* WHAT YOU WILL DO:
From the records below, return every line containing the word "libswiftnav".

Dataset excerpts

⟨

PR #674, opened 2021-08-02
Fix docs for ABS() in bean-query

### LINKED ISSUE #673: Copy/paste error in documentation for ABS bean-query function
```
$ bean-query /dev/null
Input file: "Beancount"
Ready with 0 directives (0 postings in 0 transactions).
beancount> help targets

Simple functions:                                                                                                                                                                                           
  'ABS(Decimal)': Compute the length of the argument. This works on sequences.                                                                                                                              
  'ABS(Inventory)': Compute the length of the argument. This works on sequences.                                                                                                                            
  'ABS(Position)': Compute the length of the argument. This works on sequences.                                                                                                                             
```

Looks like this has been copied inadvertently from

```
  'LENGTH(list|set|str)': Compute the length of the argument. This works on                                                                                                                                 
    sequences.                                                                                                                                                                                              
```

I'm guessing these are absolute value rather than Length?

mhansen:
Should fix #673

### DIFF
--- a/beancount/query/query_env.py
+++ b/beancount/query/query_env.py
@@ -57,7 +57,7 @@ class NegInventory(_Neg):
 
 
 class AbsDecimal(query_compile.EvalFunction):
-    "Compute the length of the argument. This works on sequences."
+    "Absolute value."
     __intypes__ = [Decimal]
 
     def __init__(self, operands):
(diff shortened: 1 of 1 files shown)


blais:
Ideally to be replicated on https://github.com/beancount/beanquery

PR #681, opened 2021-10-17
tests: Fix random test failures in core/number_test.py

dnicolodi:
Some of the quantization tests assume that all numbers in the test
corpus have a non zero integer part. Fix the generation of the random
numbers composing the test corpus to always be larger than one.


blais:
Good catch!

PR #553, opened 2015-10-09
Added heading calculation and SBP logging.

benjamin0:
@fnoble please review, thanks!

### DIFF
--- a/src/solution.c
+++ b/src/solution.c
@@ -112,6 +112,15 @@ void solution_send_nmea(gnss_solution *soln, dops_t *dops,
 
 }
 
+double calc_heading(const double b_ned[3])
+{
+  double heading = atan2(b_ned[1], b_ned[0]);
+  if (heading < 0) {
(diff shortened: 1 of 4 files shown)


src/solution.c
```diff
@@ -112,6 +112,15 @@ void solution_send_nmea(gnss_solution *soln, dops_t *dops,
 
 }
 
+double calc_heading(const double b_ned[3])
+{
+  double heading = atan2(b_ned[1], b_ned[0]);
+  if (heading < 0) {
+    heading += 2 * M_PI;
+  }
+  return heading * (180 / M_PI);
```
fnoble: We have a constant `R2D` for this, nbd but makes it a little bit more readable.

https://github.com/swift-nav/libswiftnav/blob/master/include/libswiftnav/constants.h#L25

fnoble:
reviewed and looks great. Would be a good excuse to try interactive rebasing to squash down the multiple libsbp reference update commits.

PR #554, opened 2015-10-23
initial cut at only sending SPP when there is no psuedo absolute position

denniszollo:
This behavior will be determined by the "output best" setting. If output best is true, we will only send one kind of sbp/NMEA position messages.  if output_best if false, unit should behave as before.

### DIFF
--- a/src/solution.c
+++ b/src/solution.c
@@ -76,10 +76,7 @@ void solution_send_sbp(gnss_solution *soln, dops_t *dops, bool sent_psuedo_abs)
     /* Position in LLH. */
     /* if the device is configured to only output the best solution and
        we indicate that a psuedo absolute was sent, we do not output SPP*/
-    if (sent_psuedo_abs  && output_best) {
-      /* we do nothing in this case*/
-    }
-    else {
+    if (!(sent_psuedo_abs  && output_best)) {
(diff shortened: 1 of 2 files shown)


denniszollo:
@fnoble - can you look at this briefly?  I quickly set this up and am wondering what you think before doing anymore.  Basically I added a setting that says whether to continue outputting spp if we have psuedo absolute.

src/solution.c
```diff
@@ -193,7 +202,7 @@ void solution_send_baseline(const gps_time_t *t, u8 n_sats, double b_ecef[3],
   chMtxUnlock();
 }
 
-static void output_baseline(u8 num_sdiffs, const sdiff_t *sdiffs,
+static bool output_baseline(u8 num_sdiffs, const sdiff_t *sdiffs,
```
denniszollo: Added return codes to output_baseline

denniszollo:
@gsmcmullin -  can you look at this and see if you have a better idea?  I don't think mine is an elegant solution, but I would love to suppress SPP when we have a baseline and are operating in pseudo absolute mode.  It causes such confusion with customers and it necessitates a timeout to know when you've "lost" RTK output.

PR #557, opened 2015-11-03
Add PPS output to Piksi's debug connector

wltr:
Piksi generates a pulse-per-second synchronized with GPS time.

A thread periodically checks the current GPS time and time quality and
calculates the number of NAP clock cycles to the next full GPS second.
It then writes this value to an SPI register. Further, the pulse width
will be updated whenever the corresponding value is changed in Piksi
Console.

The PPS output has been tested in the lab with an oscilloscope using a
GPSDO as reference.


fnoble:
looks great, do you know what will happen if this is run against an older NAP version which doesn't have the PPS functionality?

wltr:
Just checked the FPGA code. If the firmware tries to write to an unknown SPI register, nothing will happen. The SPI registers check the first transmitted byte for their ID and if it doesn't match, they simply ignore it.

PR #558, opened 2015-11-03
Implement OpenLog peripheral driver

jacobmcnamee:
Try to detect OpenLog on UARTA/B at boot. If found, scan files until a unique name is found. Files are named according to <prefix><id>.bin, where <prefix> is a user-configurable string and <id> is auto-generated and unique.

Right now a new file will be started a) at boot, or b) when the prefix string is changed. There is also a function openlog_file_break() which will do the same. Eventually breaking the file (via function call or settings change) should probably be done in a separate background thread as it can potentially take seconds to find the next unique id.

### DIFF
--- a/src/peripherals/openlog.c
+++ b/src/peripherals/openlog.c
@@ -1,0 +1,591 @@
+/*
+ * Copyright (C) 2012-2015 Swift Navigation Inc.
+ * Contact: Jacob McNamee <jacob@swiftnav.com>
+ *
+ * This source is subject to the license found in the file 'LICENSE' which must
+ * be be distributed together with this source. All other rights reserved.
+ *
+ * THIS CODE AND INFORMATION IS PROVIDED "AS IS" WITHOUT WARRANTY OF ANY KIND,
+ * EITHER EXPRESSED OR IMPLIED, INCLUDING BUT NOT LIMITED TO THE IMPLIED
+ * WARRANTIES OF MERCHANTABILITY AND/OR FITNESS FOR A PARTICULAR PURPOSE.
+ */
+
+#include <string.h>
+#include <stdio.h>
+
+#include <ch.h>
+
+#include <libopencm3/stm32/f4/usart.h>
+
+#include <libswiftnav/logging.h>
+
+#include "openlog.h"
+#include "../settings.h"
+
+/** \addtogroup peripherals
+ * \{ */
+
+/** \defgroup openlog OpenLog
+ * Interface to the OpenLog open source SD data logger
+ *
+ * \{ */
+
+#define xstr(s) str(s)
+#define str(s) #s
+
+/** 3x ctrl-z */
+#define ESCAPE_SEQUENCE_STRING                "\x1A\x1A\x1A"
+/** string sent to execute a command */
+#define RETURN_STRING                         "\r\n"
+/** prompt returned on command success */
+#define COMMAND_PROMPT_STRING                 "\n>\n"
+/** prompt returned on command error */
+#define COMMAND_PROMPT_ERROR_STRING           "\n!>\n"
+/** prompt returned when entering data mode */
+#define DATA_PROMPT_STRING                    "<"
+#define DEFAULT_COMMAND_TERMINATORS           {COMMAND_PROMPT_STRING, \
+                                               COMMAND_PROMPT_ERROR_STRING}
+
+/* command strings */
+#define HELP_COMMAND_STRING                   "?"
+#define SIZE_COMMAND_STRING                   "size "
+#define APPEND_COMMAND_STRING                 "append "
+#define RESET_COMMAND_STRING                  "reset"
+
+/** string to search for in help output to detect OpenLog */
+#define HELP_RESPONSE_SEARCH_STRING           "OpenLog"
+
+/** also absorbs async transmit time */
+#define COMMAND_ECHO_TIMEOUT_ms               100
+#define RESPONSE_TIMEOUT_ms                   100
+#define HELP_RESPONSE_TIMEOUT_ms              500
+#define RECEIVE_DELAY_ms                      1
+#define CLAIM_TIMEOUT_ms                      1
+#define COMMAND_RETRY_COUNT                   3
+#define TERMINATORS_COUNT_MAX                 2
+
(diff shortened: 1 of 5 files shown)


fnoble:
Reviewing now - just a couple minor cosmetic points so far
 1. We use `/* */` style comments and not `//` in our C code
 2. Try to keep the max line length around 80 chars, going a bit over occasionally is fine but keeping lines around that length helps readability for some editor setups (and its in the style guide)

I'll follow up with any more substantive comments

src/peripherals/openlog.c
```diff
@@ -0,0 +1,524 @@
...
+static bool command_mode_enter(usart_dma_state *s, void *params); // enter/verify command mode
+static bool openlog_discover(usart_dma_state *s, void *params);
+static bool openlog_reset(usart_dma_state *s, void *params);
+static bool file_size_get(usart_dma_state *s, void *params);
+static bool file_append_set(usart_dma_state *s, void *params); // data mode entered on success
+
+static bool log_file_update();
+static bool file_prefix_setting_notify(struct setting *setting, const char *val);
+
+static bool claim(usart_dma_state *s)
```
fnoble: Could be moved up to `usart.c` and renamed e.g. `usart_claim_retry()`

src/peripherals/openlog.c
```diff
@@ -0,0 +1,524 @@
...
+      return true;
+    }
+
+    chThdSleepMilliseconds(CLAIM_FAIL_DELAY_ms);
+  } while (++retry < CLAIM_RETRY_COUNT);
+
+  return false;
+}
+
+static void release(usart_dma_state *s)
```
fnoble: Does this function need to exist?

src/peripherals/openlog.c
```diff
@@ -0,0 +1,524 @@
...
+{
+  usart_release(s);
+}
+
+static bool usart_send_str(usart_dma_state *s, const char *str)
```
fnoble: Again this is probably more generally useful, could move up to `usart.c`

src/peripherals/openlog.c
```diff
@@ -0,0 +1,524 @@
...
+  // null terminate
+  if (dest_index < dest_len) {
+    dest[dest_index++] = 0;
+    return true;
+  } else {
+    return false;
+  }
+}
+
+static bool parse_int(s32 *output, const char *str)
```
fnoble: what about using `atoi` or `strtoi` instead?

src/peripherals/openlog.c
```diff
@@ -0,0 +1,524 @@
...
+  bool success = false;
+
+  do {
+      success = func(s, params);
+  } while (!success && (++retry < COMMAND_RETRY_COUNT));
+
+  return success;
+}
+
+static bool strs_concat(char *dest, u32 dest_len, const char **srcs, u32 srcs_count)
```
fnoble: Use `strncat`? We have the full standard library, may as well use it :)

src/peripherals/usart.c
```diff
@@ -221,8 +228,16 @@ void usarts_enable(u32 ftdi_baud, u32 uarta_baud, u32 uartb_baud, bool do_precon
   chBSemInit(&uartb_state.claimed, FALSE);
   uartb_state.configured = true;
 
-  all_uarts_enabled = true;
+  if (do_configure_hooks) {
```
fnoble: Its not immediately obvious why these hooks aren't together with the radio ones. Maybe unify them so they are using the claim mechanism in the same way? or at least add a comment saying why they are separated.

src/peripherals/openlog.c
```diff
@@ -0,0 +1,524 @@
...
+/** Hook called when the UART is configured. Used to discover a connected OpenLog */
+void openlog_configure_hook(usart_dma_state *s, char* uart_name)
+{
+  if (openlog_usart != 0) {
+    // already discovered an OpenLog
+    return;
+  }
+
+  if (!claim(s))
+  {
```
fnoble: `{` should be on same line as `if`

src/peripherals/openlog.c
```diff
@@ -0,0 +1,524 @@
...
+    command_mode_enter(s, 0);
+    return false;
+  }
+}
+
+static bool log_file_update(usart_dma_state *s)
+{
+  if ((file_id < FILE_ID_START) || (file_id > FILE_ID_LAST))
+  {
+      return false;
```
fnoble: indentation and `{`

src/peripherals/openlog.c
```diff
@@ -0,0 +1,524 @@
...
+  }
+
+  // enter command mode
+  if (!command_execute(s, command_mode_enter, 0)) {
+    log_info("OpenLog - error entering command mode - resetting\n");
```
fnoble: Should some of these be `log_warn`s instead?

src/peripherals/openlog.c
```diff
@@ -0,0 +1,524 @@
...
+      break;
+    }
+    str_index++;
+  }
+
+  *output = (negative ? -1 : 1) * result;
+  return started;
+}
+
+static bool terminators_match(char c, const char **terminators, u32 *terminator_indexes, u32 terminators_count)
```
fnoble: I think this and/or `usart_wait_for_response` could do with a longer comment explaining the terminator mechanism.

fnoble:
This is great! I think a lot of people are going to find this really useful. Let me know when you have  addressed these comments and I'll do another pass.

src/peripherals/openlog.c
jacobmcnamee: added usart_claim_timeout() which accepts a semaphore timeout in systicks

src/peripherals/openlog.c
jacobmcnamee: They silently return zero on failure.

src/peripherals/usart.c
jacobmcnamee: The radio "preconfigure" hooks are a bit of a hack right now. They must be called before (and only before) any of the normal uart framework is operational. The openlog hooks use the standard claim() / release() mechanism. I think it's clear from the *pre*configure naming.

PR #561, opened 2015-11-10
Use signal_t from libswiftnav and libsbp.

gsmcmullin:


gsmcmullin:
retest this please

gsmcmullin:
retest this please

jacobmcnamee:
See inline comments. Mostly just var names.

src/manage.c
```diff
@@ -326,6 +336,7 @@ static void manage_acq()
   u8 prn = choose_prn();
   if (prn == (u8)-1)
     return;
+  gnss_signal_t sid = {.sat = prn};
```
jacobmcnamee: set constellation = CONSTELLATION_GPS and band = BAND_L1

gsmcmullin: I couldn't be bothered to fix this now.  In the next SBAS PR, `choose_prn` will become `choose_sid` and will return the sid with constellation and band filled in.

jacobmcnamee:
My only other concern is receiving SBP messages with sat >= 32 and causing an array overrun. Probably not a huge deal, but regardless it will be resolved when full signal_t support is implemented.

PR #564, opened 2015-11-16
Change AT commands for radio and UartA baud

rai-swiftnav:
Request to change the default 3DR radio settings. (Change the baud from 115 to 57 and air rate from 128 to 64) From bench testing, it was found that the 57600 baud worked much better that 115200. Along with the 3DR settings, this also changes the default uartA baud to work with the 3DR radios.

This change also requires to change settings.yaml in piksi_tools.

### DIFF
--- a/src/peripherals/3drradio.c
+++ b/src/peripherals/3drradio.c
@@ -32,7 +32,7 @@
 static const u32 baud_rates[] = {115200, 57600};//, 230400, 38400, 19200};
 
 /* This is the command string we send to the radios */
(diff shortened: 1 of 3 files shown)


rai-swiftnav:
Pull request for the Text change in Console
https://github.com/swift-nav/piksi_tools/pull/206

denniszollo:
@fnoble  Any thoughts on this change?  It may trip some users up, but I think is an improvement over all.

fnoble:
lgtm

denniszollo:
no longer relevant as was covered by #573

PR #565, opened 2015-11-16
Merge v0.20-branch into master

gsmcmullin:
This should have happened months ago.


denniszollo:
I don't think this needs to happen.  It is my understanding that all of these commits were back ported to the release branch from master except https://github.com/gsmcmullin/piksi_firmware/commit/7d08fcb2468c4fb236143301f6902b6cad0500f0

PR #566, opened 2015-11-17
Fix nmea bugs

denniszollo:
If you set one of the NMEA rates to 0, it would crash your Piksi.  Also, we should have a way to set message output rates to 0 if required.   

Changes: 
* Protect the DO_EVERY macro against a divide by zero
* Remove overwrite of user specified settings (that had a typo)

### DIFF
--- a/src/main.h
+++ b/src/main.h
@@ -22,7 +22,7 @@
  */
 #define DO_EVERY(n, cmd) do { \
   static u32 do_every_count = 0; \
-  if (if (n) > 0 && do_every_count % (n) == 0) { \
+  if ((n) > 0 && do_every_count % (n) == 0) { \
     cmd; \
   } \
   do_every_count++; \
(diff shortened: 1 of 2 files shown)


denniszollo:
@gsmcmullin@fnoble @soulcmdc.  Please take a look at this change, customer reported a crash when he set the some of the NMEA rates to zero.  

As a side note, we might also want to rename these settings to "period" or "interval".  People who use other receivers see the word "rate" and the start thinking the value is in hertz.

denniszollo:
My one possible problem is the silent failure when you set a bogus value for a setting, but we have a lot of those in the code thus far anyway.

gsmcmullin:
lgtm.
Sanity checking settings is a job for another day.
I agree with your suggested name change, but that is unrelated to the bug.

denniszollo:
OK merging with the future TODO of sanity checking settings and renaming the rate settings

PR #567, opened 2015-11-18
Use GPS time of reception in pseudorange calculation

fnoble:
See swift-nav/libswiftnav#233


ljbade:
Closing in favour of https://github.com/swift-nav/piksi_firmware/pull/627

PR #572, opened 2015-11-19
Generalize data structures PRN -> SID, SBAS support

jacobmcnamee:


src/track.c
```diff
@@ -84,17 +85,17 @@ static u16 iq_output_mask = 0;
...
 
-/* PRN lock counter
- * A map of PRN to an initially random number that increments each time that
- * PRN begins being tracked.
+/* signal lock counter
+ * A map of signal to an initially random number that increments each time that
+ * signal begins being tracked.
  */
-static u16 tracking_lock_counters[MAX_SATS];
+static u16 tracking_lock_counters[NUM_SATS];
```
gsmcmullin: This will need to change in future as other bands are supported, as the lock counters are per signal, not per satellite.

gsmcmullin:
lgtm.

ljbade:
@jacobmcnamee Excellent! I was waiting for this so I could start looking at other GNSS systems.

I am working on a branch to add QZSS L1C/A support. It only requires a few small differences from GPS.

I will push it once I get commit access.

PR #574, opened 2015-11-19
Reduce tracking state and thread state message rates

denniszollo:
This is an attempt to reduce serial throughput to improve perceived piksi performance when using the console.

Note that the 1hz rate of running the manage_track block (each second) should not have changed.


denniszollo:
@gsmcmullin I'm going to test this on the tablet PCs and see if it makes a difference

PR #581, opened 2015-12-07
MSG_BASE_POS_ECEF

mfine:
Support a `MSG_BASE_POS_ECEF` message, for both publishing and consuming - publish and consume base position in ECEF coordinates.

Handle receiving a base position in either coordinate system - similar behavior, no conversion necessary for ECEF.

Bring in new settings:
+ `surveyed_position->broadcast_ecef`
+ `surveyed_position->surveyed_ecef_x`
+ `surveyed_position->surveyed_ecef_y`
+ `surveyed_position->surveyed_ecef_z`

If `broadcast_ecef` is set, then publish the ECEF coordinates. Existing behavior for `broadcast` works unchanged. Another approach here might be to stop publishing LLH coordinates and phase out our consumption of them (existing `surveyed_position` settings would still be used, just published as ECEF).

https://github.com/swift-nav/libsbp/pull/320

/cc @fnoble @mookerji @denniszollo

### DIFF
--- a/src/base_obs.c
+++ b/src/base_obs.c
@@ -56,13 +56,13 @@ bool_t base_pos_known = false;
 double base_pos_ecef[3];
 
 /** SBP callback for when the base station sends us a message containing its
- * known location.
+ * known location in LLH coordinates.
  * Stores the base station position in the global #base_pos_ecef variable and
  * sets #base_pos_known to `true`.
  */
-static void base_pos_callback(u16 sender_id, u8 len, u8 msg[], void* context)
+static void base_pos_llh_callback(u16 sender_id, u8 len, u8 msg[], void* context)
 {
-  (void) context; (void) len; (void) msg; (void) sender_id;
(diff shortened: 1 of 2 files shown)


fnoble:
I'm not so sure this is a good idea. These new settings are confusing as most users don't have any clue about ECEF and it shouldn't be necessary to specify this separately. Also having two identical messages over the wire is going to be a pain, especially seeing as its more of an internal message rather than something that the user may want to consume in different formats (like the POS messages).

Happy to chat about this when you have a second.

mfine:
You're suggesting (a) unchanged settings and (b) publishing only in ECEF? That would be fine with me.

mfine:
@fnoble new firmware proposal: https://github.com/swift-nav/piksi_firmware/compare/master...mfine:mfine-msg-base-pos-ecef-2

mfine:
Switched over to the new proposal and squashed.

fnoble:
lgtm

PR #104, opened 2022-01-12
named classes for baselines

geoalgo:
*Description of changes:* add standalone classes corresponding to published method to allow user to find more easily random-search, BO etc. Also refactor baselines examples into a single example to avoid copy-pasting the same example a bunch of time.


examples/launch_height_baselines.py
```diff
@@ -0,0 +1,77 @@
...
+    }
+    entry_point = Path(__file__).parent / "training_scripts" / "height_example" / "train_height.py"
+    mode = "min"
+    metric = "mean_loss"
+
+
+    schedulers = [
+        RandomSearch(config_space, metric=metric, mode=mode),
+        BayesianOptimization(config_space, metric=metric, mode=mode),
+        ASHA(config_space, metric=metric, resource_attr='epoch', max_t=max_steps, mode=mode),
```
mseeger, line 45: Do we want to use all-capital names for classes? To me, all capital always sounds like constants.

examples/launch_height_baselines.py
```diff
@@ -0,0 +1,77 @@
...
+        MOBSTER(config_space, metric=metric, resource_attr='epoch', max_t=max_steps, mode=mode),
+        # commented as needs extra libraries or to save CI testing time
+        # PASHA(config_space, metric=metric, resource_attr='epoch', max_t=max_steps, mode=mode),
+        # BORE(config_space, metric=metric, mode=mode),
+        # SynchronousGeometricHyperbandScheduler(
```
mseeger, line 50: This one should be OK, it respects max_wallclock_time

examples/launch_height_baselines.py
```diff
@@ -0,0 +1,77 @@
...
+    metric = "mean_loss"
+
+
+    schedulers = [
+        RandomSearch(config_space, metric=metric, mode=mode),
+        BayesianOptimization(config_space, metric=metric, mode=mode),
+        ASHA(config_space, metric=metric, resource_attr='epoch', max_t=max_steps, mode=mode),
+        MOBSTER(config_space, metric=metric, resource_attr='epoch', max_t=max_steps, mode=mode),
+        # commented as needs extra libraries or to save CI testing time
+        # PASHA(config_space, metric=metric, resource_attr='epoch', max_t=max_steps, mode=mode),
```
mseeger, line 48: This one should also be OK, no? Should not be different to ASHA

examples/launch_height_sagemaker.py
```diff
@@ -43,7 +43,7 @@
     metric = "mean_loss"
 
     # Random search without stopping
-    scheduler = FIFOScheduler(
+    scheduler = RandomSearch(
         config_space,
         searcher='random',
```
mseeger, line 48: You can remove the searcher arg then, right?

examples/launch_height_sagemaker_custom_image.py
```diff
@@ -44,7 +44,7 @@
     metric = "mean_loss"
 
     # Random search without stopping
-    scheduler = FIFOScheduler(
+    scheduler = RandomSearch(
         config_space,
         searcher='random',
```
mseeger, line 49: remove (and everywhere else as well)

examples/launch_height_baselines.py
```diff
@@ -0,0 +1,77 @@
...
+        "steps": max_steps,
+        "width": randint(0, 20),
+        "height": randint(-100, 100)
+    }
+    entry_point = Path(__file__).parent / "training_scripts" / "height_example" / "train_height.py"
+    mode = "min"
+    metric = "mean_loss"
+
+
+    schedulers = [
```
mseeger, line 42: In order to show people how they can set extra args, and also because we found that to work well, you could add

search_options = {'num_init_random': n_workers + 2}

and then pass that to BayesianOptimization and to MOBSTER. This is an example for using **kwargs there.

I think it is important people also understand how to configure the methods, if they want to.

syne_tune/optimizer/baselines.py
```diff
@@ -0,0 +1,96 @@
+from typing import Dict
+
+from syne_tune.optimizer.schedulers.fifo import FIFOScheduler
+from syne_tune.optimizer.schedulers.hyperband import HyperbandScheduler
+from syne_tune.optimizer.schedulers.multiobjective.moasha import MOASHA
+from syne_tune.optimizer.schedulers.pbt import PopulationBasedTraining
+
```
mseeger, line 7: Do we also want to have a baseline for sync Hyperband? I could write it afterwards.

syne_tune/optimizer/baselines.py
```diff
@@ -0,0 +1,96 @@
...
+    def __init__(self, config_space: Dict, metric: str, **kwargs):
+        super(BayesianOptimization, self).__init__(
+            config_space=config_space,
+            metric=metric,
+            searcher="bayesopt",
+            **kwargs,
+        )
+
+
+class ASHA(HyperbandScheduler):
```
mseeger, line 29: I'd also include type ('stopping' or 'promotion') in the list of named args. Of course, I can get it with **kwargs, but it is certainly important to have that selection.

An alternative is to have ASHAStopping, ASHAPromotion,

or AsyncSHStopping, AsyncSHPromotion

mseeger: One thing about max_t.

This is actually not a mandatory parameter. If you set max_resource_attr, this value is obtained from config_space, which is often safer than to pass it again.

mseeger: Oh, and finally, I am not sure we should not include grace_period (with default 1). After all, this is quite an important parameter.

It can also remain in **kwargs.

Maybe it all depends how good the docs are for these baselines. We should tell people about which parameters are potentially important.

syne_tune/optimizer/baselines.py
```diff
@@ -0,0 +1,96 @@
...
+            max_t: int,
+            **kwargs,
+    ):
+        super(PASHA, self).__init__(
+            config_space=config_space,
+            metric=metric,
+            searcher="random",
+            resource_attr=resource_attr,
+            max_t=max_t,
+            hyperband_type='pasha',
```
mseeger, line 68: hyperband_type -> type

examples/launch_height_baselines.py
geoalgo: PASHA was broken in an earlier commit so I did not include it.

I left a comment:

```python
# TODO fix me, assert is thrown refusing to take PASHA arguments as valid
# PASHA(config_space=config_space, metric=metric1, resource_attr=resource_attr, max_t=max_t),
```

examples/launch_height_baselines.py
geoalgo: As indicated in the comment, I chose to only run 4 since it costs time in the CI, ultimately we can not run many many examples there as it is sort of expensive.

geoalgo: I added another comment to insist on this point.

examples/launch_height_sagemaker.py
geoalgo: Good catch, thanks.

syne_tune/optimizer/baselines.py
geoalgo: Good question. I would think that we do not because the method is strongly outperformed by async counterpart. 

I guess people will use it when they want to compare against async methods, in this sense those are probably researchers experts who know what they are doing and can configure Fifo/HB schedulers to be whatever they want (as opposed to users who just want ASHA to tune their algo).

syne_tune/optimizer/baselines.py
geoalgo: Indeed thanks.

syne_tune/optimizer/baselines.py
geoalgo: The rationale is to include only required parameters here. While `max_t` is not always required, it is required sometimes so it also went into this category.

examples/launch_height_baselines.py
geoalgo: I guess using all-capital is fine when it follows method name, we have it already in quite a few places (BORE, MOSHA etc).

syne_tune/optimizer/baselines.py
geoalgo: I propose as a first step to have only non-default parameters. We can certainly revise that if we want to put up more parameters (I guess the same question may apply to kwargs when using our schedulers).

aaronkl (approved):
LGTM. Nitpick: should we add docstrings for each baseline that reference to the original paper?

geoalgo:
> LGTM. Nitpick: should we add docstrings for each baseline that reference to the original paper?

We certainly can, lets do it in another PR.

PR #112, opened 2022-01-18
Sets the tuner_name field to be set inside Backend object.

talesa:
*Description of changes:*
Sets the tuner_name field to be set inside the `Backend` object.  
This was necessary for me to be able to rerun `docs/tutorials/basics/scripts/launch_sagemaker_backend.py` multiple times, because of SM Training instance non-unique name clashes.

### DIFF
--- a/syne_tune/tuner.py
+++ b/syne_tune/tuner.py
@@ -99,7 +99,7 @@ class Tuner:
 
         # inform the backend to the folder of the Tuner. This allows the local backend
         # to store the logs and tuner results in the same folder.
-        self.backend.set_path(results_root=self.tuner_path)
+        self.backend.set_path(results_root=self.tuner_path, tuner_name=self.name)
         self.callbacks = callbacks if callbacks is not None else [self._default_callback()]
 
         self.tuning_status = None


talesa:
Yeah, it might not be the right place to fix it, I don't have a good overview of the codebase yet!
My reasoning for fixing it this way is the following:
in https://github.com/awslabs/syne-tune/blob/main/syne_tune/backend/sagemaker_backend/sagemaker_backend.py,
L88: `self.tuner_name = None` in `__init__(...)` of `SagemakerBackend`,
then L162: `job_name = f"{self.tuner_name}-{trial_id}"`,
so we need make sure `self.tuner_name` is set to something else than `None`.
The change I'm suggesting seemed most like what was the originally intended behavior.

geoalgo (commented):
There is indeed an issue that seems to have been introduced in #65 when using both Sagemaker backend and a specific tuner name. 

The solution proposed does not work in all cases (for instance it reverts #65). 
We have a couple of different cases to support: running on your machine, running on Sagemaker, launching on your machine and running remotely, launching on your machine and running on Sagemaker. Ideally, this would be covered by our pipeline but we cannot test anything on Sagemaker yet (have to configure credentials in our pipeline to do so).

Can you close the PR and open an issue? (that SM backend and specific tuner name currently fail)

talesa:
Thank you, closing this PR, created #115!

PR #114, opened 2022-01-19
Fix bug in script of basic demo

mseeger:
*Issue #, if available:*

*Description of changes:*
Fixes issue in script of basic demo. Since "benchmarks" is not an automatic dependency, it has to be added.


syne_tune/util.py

⟩

* OUTPUT OF THE TASK:
https://github.com/swift-nav/libswiftnav/blob/master/include/libswiftnav/constants.h#L25
+#include <libswiftnav/logging.h>
Use signal_t from libswiftnav and libsbp.
See swift-nav/libswiftnav#233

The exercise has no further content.